Exercise requirements =
Please report, as a single number, how many lines in the entries include the string "damiannolan".

(Stored items)
Issue #4140, opened 2023-07-20
Missing checks in gRPC queries


ancazamfir:
## Summary of Bug
Some gRPC queries are missing validation.

## Expected Behaviour
Packet level query with nonexistent channel should return error instead of empty output.

## Version
v7.2.0, also checked the code in main

## Steps to Reproduce
Here is an example
```
$ grpcurl --plaintext -d '{"port_id":"transfer", "channel_id":"channel-43"}' stride-grpc.polkachu.com:12290 ibc.core.channel.v1.Query.PacketCommitments
{
  "pagination": {

  },
  "height": {
    "revisionNumber": "1",
    "revisionHeight": "4626258"
  }
}
$ grpcurl --plaintext -d '{"port_id":"icacontroller-osmosis-1.FEE", "channel_id":"channel-43"}' stride-grpc.polkachu.com:12290 ibc.core.channel.v1.Query.PacketCommitments
{
  "pagination": {

  },
  "height": {
    "revisionNumber": "1",
    "revisionHeight": "4626258"
  }
}
```
This is the nonexistent channel:
```
$ grpcurl --plaintext -d '{"port_id":"transfer", "channel_id":"channel-43"}' stride-grpc.polkachu.com:12290 ibc.core.channel.v1.Query.Channel
ERROR:
  Code: NotFound
  Message: port-id: transfer, channel-id channel-43: channel not found
```

The existing one:
```
$ grpcurl --plaintext -d '{"port_id":"icacontroller-osmosis-1.FEE", "channel_id":"channel-43"}' stride-grpc.polkachu.com:12290 ibc.core.channel.v1.Query.Channel
{
  "channel": {
    "state": "STATE_OPEN",
...
```
There are other queries that are missing the channel check (PacketReceipt, PacketCommitment, PacketAcknowledgement...), didn't check them all.

____

#### For Admin Use

- [ ] Not duplicate issue
- [ ] Appropriate labels applied
- [ ] Appropriate contributors tagged/assigned

crodriguezvega:
Thanks for raising this issue, @ancazamfir. I tried to be as exhaustive as possible, and I see that the issue is present in the following gRPC handlers.

In 29-fee:
- [`IncentivizedPacketsForChannel`l](https://github.com/cosmos/ibc-go/blob/31b3c6000ca05be316d5bb49d34e073ed07a82e8/modules/apps/29-fee/keeper/grpc_query.go#L71)
[...]

PR #6059, opened 2024-03-26
chore: Add gRPC validation for EscrowAddress

bznein:
## Description

Added gRPC validation for EscrowAddress in apps/transfer/keeper

ref: #4140 

write a little note why.

## Summary by CodeRabbit

- **New Features**
	- Improved validation logic for gRPC request parameters in the transfer service.
- **Bug Fixes**
	- Enhanced error handling for non-existent channels in transfer queries.
- **Tests**
	- Added new test cases for transfer service to cover scenarios with invalid channel identifiers.

### DIFF
--- a/modules/apps/transfer/keeper/grpc_query.go
+++ b/modules/apps/transfer/keeper/grpc_query.go
@@ -126,8 +126,7 @@ func (k Keeper) EscrowAddress(c context.Context, req *types.QueryEscrowAddressRe
 	}
 
 	ctx := sdk.UnwrapSDKContext(c)
-	found := k.channelKeeper.HasChannel(ctx, req.PortId, req.ChannelId)
-	if !found {
+	if !k.channelKeeper.HasChannel(ctx, req.PortId, req.ChannelId) {
 		return nil, status.Error(
 			codes.NotFound,
 			errorsmod.Wrapf(channeltypes.ErrChannelNotFound, "port-id: %s, channel-id %s", req.PortId, req.ChannelId).Error(),
--- a/modules/apps/transfer/keeper/grpc_query.go
+++ b/modules/apps/transfer/keeper/grpc_query.go
@@ -16,7 +16,7 @@ import (
 
 	"github.com/cosmos/ibc-go/v8/modules/apps/transfer/types"
 	errors "github.com/cosmos/ibc-go/v8/modules/core/04-channel/types"
-	host "github.com/cosmos/ibc-go/v7/modules/core/24-host"
+	host "github.com/cosmos/ibc-go/v8/modules/core/24-host"
 )
 
 var _ types.QueryServer = (*Keeper)(nil)
--- a/modules/apps/transfer/keeper/grpc_query.go
+++ b/modules/apps/transfer/keeper/grpc_query.go
@@ -15,7 +15,7 @@ import (
 	"github.com/cosmos/cosmos-sdk/types/query"
 
 	"github.com/cosmos/ibc-go/v8/modules/apps/transfer/types"
-	errors "github.com/cosmos/ibc-go/v8/modules/core/04-channel/types"
+	channeltypes "github.com/cosmos/ibc-go/v8/modules/core/04-channel/types"
 	host "github.com/cosmos/ibc-go/v8/modules/core/24-host"
 )
 
@@ -130,7 +130,7 @@ func (k Keeper) EscrowAddress(c context.Context, req *types.QueryEscrowAddressRe
 	if !found {
 		return nil, status.Error(
 			codes.NotFound,
-			errorsmod.Wrapf(errors.ErrChannelNotFound, "port-id: %s, channel-id %s", req.PortId, req.ChannelId).Error(),
+			errorsmod.Wrapf(channeltypes.ErrChannelNotFound, "port-id: %s, channel-id %s", req.PortId, req.ChannelId).Error(),
 		)
 	}
 
--- a/modules/apps/transfer/keeper/grpc_query.go
+++ b/modules/apps/transfer/keeper/grpc_query.go
@@ -129,7 +129,7 @@ func (k Keeper) EscrowAddress(c context.Context, req *types.QueryEscrowAddressRe
 	if !k.channelKeeper.HasChannel(ctx, req.PortId, req.ChannelId) {
 		return nil, status.Error(
 			codes.NotFound,
-			errorsmod.Wrapf(channeltypes.ErrChannelNotFound, "port-id: %s, channel-id %s", req.PortId, req.ChannelId).Error(),
+			errorsmod.Wrapf(channeltypes.ErrChannelNotFound, "port ID (%s) channel ID (%s)", req.PortId, req.ChannelId).Error(),
 		)
 	}
 
--- a/modules/apps/transfer/keeper/grpc_query.go
+++ b/modules/apps/transfer/keeper/grpc_query.go
@@ -126,7 +126,7 @@ func (k Keeper) EscrowAddress(c context.Context, req *types.QueryEscrowAddressRe
 	}
 
 	ctx := sdk.UnwrapSDKContext(c)
-	_, found := k.channelKeeper.GetChannel(ctx, req.PortId, req.ChannelId)
+	found := k.channelKeeper.HasChannel(ctx, req.PortId, req.ChannelId)
 	if !found {
 		return nil, status.Error(
 			codes.NotFound,
--- a/modules/apps/transfer/keeper/grpc_query.go
+++ b/modules/apps/transfer/keeper/grpc_query.go
@@ -16,6 +16,7 @@ import (
 
 	"github.com/cosmos/ibc-go/v8/modules/apps/transfer/types"
 	errors "github.com/cosmos/ibc-go/v8/modules/core/04-channel/types"
+	host "github.com/cosmos/ibc-go/v7/modules/core/24-host"
 )
 
 var _ types.QueryServer = (*Keeper)(nil)
@@ -113,7 +114,7 @@ func (k Keeper) DenomHash(c context.Context, req *types.QueryDenomHashRequest) (
 }
 
 // EscrowAddress implements the EscrowAddress gRPC method
-func (Keeper) EscrowAddress(c context.Context, req *types.QueryEscrowAddressRequest) (*types.QueryEscrowAddressResponse, error) {
+func (k Keeper) EscrowAddress(c context.Context, req *types.QueryEscrowAddressRequest) (*types.QueryEscrowAddressResponse, error) {
 	if req == nil {
 		return nil, status.Error(codes.InvalidArgument, "empty request")
 	}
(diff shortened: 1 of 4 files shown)


modules/apps/transfer/keeper/grpc_query_test.go
```diff
@@ -245,12 +245,24 @@ func (suite *KeeperTestSuite) TestEscrowAddress() {
...
+			},
+			false,
+		},
 	}
 
 	for _, tc := range testCases {
 		tc := tc
 		suite.Run(fmt.Sprintf("Case %s", tc.msg), func() {
 			suite.SetupTest() // reset
+			path := ibctesting.NewTransferPath(suite.chainA, suite.chainB)
```
bznein, line 264: I added this part to enable creation of the channel, otherwise the test for the "happy path" would fail.

modules/apps/transfer/keeper/grpc_query.go
```diff
@@ -142,3 +157,15 @@ func (k Keeper) TotalEscrowForDenom(c context.Context, req *types.QueryTotalEscr
 		Amount: amount,
 	}, nil
 }
+
+func validategRPCRequest(portID, channelID string) error {
```
bznein, line 161: This function is copy-pasted from here: https://github.com/cosmos/ibc-go/blob/1323a733d5b0d83478f1362ebc64cb1e42fa8caa/modules/core/04-channel/keeper/grpc_query.go#L641-L651

we could technically export that one instead but since it's internal logic I'm not sure that would be better. Open to change it in that case.

chatton:
E2E failure looks unrelated, we can re-run it :+1:

modules/apps/transfer/keeper/grpc_query.go
```diff
@@ -15,6 +15,8 @@ import (
 	"github.com/cosmos/cosmos-sdk/types/query"
 
 	"github.com/cosmos/ibc-go/v8/modules/apps/transfer/types"
+	errors "github.com/cosmos/ibc-go/v8/modules/core/04-channel/types"
```
chatton, line 18: we typically use `channeltypes` as the alias here, the errors are just in the package along with the other types.

modules/apps/transfer/types/expected_keepers.go
```diff
@@ -39,6 +39,8 @@ type ChannelKeeper interface {
 	GetChannel(ctx sdk.Context, srcPort, srcChan string) (channel channeltypes.Channel, found bool)
 	GetNextSequenceSend(ctx sdk.Context, portID, channelID string) (uint64, bool)
 	GetAllChannelsWithPortPrefix(ctx sdk.Context, portPrefix string) []channeltypes.IdentifiedChannel
+
```
chatton, line 42: [nit] can we axe this whitespace :sweat_smile:

chatton (commented):
Looks great! I think we can just change the alias to be more consistent then we should be good to go! Great work :muscle:

modules/apps/transfer/types/expected_keepers.go
bznein: Done

modules/apps/transfer/keeper/grpc_query.go
bznein: Done!

chatton (approved):
LGTM thank you @bznein !

modules/apps/transfer/keeper/grpc_query.go
bznein: Yeah it could be a nice clean-up after I complete the issue :)

modules/apps/transfer/keeper/grpc_query.go
```diff
@@ -112,13 +114,26 @@ func (k Keeper) DenomHash(c context.Context, req *types.QueryDenomHashRequest) (
...
-func (Keeper) EscrowAddress(c context.Context, req *types.QueryEscrowAddressRequest) (*types.QueryEscrowAddressResponse, error) {
+func (k Keeper) EscrowAddress(c context.Context, req *types.QueryEscrowAddressRequest) (*types.QueryEscrowAddressResponse, error) {
 	if req == nil {
 		return nil, status.Error(codes.InvalidArgument, "empty request")
 	}
 
 	addr := types.GetEscrowAddress(req.PortId, req.ChannelId)
 
+	if err := validategRPCRequest(req.PortId, req.ChannelId); err != nil {
+		return nil, err
```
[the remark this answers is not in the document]
bznein: Good point, added!

modules/apps/transfer/keeper/grpc_query.go
```diff
@@ -112,13 +114,26 @@ func (k Keeper) DenomHash(c context.Context, req *types.QueryDenomHashRequest) (
...
+	}
+
+	ctx := sdk.UnwrapSDKContext(c)
+	found := k.channelKeeper.HasChannel(ctx, req.PortId, req.ChannelId)
+	if !found {
```
damiannolan, line 130: This could be condensed but I don't really feel strongly about it...

```suggestion
	if !k.channelKeeper.HasChannel(ctx, req.PortId, req.ChannelId) {
```

modules/apps/transfer/keeper/grpc_query.go
```diff
@@ -112,13 +114,26 @@ func (k Keeper) DenomHash(c context.Context, req *types.QueryDenomHashRequest) (
...
+		return nil, status.Error(
+			codes.NotFound,
+			errorsmod.Wrapf(channeltypes.ErrChannelNotFound, "port-id: %s, channel-id %s", req.PortId, req.ChannelId).Error(),
```
damiannolan, line 133: mega formatting nit: see errors msgs in handshake.go 04-channel for example

```suggestion
			errorsmod.Wrapf(channeltypes.ErrChannelNotFound, "port ID (%s) channel ID (%s)", req.PortId, req.ChannelId).Error(),
```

Response to the task =
2